PR #231, opened 2018-08-17
Playground improvements + fixes

zeroZshadow:
#### Description
Movement system now keeps velocity state on cubes and filters on cubes only

ColorChange no longer triggers on TickSystem, as this produced issues. Uses real time.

======

- WHAT IS NEEDED -
Restate the data word for word, leaving nothing out.

- ANSWER AREA -
PR #231, opened 2018-08-17
Playground improvements + fixes

zeroZshadow:
#### Description
Movement system now keeps velocity state on cubes and filters on cubes only

ColorChange no longer triggers on TickSystem, as this produced issues. Uses real time.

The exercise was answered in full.